I have created one split ingest pipeline, it is working fine. But I want to return only the first part of the text.

GET _ingest/pipeline/_simulate 
{
  "pipeline":{
    "processors":[
      {
      "split":{
        "field":"message",
        "separator": ";"
      }
    }
    ]  
  },
  "docs":[
    {
      "_source":{
        "message":"SAS Grant Suspension Failure;6825;serial_no.=EB184812696;supplAlarmInfo:SUSPENDED_GRANT;additionalFaultId=682"
    }
  }
    
    ]
}

This is the output

{
  "docs" : [
    {
      "doc" : {
        "_index" : "_index",
        "_type" : "_doc",
        "_id" : "_id",
        "_source" : {
          "message" : [
            "SAS Grant Suspension Failure",
            "6825",
            "serial_no.=EB184812696",
            "supplAlarmInfo:SUSPENDED_GRANT",
            "additionalFaultId=682"
          ]
        },
        "_ingest" : {
          "timestamp" : "2021-08-01T11:01:55.937955952Z"
        }
      }
    }
  ]
}

I want to return "SAS Grant Suspension Failure" only and store it in a new field,
Please help me with this. Thank you

You can probably use a dissect or grok processor instead.
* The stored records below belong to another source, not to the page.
Issue #840, opened 2026-06-11
[Feat. Req] Traverse selection ray using mwheel in editor


skies912:
When nested objects are present such as a light inside a `func_group` or even a surface below both, it can be difficult (or impossible) to select which to edit. I forgot to create a ticket for it when we discussed it awhile back. I think we came up with where you'd use the scroll wheel to cycle through the objects found in the ray when trying to select. Probably good idea to cap the distance of the object to 512 or 768u or something so you aren't selecting something across the map.

jdolan:
Yea, this is a great idea. So it's not just all-or-nothing, but you can rotate through the entities in the path of your trace. Very smart.

skies912:
Completed via https://github.com/jdolan/quetoo/commit/2b001b0876d5f7d95d6427af0d8c07ae814e73c9 ([feature/material-stage-editor](https://github.com/jdolan/quetoo/compare/feature/material-stage-editor))

Waiting for SDL_GPU to be finished so it can be re-implemented properly.

PR #895, opened 2026-06-23
In-game material stage editor + editor UI overhaul

skies912:
**Work in Progress**
Generated with Claude Code
## Summary

Extends the in-game editor with live material stage editing, entity/mesh editing, unified ray selection, and a UI overhaul. Currently merged onto `jdolan-sdl-gpu-renderer` to track the Vulkan renderer rewrite, so the diff against `main` includes that branch's history pending its own merge.

### Material stage editor
Add/remove/tune material stages (scroll, pulse, envmap, warp, terrain, animation, blend, …) live in-game, then Save to the `.mat`. Chunked/progressive stage-view construction avoids the multi-second freeze when switching to a heavily-staged material; Add/Remove Stage patch the list in place instead of a full rebuild. Per-effect editor rows, editable/validated texture paths, live-editable Blend src/dest (updated for the renderer's new `cm_blend_t` enum).

### Entity tab
classname is the group-box title, remaining keys wrapped inside it; Team Master box shown only for `light` entities; Create/Delete moved onto the Entity tab; worldspawn `sky`/`message` live-editable with path validation.

### Mesh tab
Enabled/disabled based on the current ray-selection (kept always-present but disabled, rather than added/removed, to avoid a tab-bar width ratchet).

### Unified ray selection (#840)
One shared, nearest-first candidate list feeds all three tabs (entity def / surface material / mesh model), so the mouse wheel cycles through overlapping hits regardless of the active tab -- fixes decorative brushes (e.g. `common/dust`) blocking selection of what's behind them.

### Editor chrome
Top menu strip, docked panel, viewport-filling panel height derived from `window_bounds` so it adapts to resolution.

### Reusable widgets promoted upstream
`Scrollbar`/`ScrollThumb` (bound directly to a StackView's own opt-in `scroll`) and `KeyValueView`/`KeyValueTableView` (two-column key/value rows) were generalized and moved into ObjectivelyMVC itself -- see [jdolan/ObjectivelyMVC#43](https://github.com/jdolan/ObjectivelyMVC/pull/43), which this branch depends on.

## Notes for review
- Depends on jdolan/ObjectivelyMVC#43.
- Merged `jdolan-sdl-gpu-renderer` to track the Vulkan/SDL_gpu rewrite; adjusted the Blend dropdown + `Cm_FinalizeStage` for the new `cm_blend_t` enum, and dropped an obsolete OpenGL texture-bind workaround in `r_sky.c` (structurally impossible under the new texture model).
- Per-tab CSS binding is still unreliable in ObjectivelyMVC (a tab's own stylesheet doesn't reliably style its root/descendants); some styling remains C-hardcoded pending that fix.

## Testing
Builds clean (Debug, full solution incl. `quetoo.exe`/`libui`) against ObjectivelyMVC (rebased onto its current main) and `jdolan-sdl-gpu-renderer`. Exercised in-game: stage add/remove/tune/scroll, entity create/delete/edit, mesh tab enable/disable, ray-selection cycling across all three tabs, panel layout at multiple resolutions.


jdolan:
Oh man. The editor files in src/client/ui are all stale! I should have deleted them months ago but I guess I forgot. I'm sure those caused some confusion. You can nuke them in this PR, that would be helpful. I'd do it but I don't want to create conflicts for your branch.

skies912:
> Oh man. The editor files in src/client/ui are all stale! I should have deleted them months ago but I guess I forgot. I'm sure those caused some confusion. You can nuke them in this PR, that would be helpful. I'd do it but I don't want to create conflicts for your branch.

Done. Yeah that did confuse me. I figured one was newer n you just kept the old for ref/backup or something. Forgot to ask about it.

skies912:
Further commits use this branch on MVC: https://github.com/jdolan/ObjectivelyMVC/tree/feature/layout-updates

jdolan:
@skies912 I rebuilt the features this PR depended on in MVC and those are in main now. But there were significant changes from your first pass at those features:

- ScrollBar is now a member and subview of ScrollView
- Simplified ScrollBar to completely remove the top/bottom buttons, like most modern UX does
- Decided against KeyValueView, it is achievable with TableView
- Layout fixes and perf optimizations

This PR will have to be rebased (redone, really) against MVC@main. Lmk how you want to divide and conquer. Sorry for the churn. Claude often needs a guiding hand when making major changes to a library like MVC in order to keep it inline with the established patterns / philosophy.

skies912:
@jdolan I reset my local copy to account for the changes on MVC main. Gonna port over some of the remaining changes but still wanted to get your input on some. Eg: TableView needs updating to support JSON driven tables, etc.

jdolan:
> @jdolan I reset my local copy to account for the changes on MVC main. Gonna port over some of the remaining changes but still wanted to get your input on some. Eg: TableView needs updating to support JSON driven tables, etc.

Say more about that. Did you know about the `Input` class? Input binds a `Label` and `Control` together in a row. It's what the UI uses everywhere for e.g. the key binding form, the Create Server form, etc.. 

It's what I'm using for the [editor in main](https://github.com/jdolan/quetoo/blob/main/src/cgame/default/ui/editor/MaterialViewController.json#L11), actually. It even supports tabbing through to navigate.

So what's wrong with this approach that led you to create `KeyValueTableView` / `KeyValueView`? You can style it differently, if you were trying to tighten up margins and padding and things. Just give the containing `StackView` a class or whatever and tweak all you like.

Anyway, curious what motivated you to create this.

PR #902, opened 2026-06-29
Light glow & flare sync (target_light material toggles, light-style/pulse sync, sprite lighting refactor)

skies912:
Per-surface switchable and animated emissive glow stages + flares, driven by `target_light` entities and baked BSP lights, with **no BSP format/version bump** (reuses a spare surface bit).

## What this adds

- **`SURF_TOGGLE` (0x2000) + `toggle` stage keyword (`STAGE_TOGGLE`)** — a `target_light` switches a material's glow stages and flares on/off per-surface, bound by a `material` key on the light. quemap `FaceCmp` splits `SURF_TOGGLE` faces per brush side so panels sharing one material can chase independently.
- **Continuous brightness sync** — glow stages and flares track a controlling light's brightness via `toggle_alpha`. A *styled* `light` makes them flicker/pulse; a `target_light` switches them (style × on/off). Bound to baked BSP lights (phase-correct style/drift) or `target_light` entities.
- **Pulse→light sync** — a styleless `light` with a `material` key whose material has a `pulse` stage drives its own cast intensity from that pulse (e.g. jump pads breathing), using the same sine/clock/drift as the shader so the cast light and the glow stay phase-locked.
- **`target_light` extras** — `intensity` key (matches point lights, via `s.termination.y`) and a `back_and_forth` spawnflag (teamed chases bounce instead of wrapping).
- **quemap warning** when a `SURF_TOGGLE` face's material has no drawable/flare stage (catches mapper mistakes at compile).

## Sprite lighting refactor

Replaces `sprite_vs`'s bespoke distance-only lighting loop with a call to `light.glsl::vertex_lighting` via a local `common_vertex_t`, so particles get the full lighting model (ambient, occlusion, exposure, per-light diffuse, caustics) instead of flat distance attenuation. Billboards have no surface normal, so a camera-facing normal is synthesized for the lambert/sky terms. This also fixes dust/sprites staying flatly lit in shadowed corners — they're now properly grounded (net −10 lines in the shader path).

## Compatibility

`SURF_TOGGLE` is a spare surface bit, so existing BSPs and the current release branch load unchanged and simply ignore the new entity keys.

## Testing

Verified in-game (rage): per-surface glow + flare toggling, light-style sync on a flickering fluorescent, pulse→light on a jump pad, and grounded dust under the refactored sprite path. Perf under heavy particle scenes still wants more soak testing (the sprite path now does a few more per-vertex samples).

### DIFF
--- a/src/cgame/default/cg_entity_effect.c
+++ b/src/cgame/default/cg_entity_effect.c
@@ -192,7 +192,7 @@ void Cg_EntityEffects(cl_entity_t *ent, r_entity_t *e) {
       .origin = e->origin,
       .radius = ent->current.termination.x,
       .color = Color32_Color(ent->current.color).vec3,
-      .intensity = 1.f,
+      .intensity = ent->current.termination.y ?: 1.f,
       .source = ent
     });
   }
--- a/src/cgame/default/cg_flare.c
+++ b/src/cgame/default/cg_flare.c
@@ -22,6 +22,37 @@
 #include "cg_local.h"
 
 /**
+ * @brief A binding from a `SURF_TOGGLE` surface (material stage or flare) to the
+ * `target_light` or styled `light` that controls its brightness.
+ */
+typedef struct {
+
+  /**
+   * @brief True if a controlling light was resolved. Unbound surfaces render normally.
+   */
+  _Bool found;
+
+  /**
+   * @brief True if the controller is a `target_light` (switched on/off at runtime via
+   * `EF_LIGHT`); false for a static `light` (always on, brightness from its style).
+   */
+  _Bool switchable;
+
+  /**
+   * @brief The controlling light's origin, used to resolve its live entity for the
+   * `EF_LIGHT` switch state (switchable lights only).
+   */
+  vec3_t origin;
+
+  /**
+   * @brief The controlling light's `a`-`z` style string (may be empty) and phase offset,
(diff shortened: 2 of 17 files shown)


skies912:
[rage.zip](https://github.com/user-attachments/files/29446909/rage.zip)
Didn't want to push this in update just yet. Has updated stuffs used in testing this feature branch (target_lights and light-pulse sync).

jdolan:
Oof. This was pre-ObjectivelyGPU, huh? Rebasing it will probably require some effort.

We should talk about this feature. I'm not against it exactly, but it adds a fair amount of complexity, some overloads, and non-deterministic material <-> light binding that makes me a little squeamish. I wonder if there's another way, a simpler way, to achieve similar effects..

I do think this would look very cool. The switches on Frag Pipe, Pits, etc.. that use the server-side trigger_light along with a material animation could benefit from this. Or perhaps we borrow from that technique, I dunno.

jdolan:
Thank you for this, @skies912. It made the gap between light entities and material glow clear, and it started the design discussion.

Since June, the renderer moved to SDL_gpu, and the game and cgame moved to `common/`, so this branch cannot merge as it is. We want to continue the idea in a different direction: a material stage drives its own light, with `light.*` stage keys, and quemap emits the lights into the BSP. The design, the order of work, and the reasons are in #1084. Please add your comments there, especially about the chase case on your map.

What would be the pattern to extract SAS Grant Suspension Failure only?
Struggling with this.

I figured out the pattern

{
"patterns":["%{INTERESTED_PART:new_field}"],
        "pattern_definitions" : {
          "INTERESTED_PART" : "SAS Grant Suspension Failure"
        }
      }

I tested the ingest pipeline it's working fine. . But want to know how does it will automatically process this ingest and create a new field in the index?

What about:

GET _ingest/pipeline/_simulate
{
  "pipeline": {
    "processors": [
      {
        "dissect": {
          "field": "message",
          "pattern": "%{label};%{?text}"
        }
      },
      {
        "remove": {
          "field": "message"
        }
      }
    ]
  },
  "docs": [
    {
      "_source": {
        "message": "SAS Grant Suspension Failure;6825;serial_no.=EB184812696;supplAlarmInfo:SUSPENDED_GRANT;additionalFaultId=682"
      }
    }
  ]
}

This gives:

{
  "docs" : [
    {
      "doc" : {
        "_index" : "_index",
        "_type" : "_doc",
        "_id" : "_id",
        "_source" : {
          "label" : "SAS Grant Suspension Failure"
        },
        "_ingest" : {
          "timestamp" : "2021-08-02T08:09:03.046277011Z"
        }
      }
    }
  ]
}

Thanks, this also works. The only thing I am struggling with is, how to attach this ingest to the index? Do I need to mention pipeline somewhere in the configuration file? What's the process?

Once you have created the pipeline, you can use it from the index API:

POST index/_doc?pipeline=your-pipeline-name
{
  "message": "SAS Grant Suspension Failure;6825;serial_no.=EB184812696;supplAlarmInfo:SUSPENDED_GRANT;additionalFaultId=682"
}

Or you can define a default pipeline. See index.default_pipeline in Index modules | Elasticsearch Guide [7.13] | Elastic.

Thank you @dadoonet

This topic was automatically closed 28 days after the last reply. New replies are no longer allowed.